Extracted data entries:
● ● ● ● ●
PR #6764, opened 2021-08-13
set attribute [translate="no"]

aokiken:
I think don't need to translate programming code.

ref https://developer.mozilla.org/en-US/docs/Web/HTML/Global_attributes/translate

### DIFF
--- a/src/display/Display.js
+++ b/src/display/Display.js
@@ -49,6 +49,10 @@ export function Display(place, doc, input, options) {
   // The element in which the editor lives.
   d.wrapper = elt("div", [d.scrollbarFiller, d.gutterFiller, d.scroller], "CodeMirror")
 
+  // This attribute is respected by automatic translation systems such as Google Translate,
+  // and may also be respected by tools used by human translators.
+  d.wrapper.setAttribute('translate', 'no')
+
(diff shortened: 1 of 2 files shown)


marijnh:
It doesn't look like you've tested that code—you're calling `setAttribute` on a `Display` object, not a DOM element.

It would probably make more sense to set it on the input field anyway. Which would be implemented in `TextareaInput` (if translators translate textarea content at all) and `ContentEditableInput`.

aokiken:
Thanks your feedback.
● ● ● ● ●
#### WHAT TO DO:
Find every line above that contains the word "setAttribute", and return each one.

#### FINISHED TASK:
+  d.wrapper.setAttribute('translate', 'no')
It doesn't look like you've tested that code—you're calling `setAttribute` on a `Display` object, not a DOM element.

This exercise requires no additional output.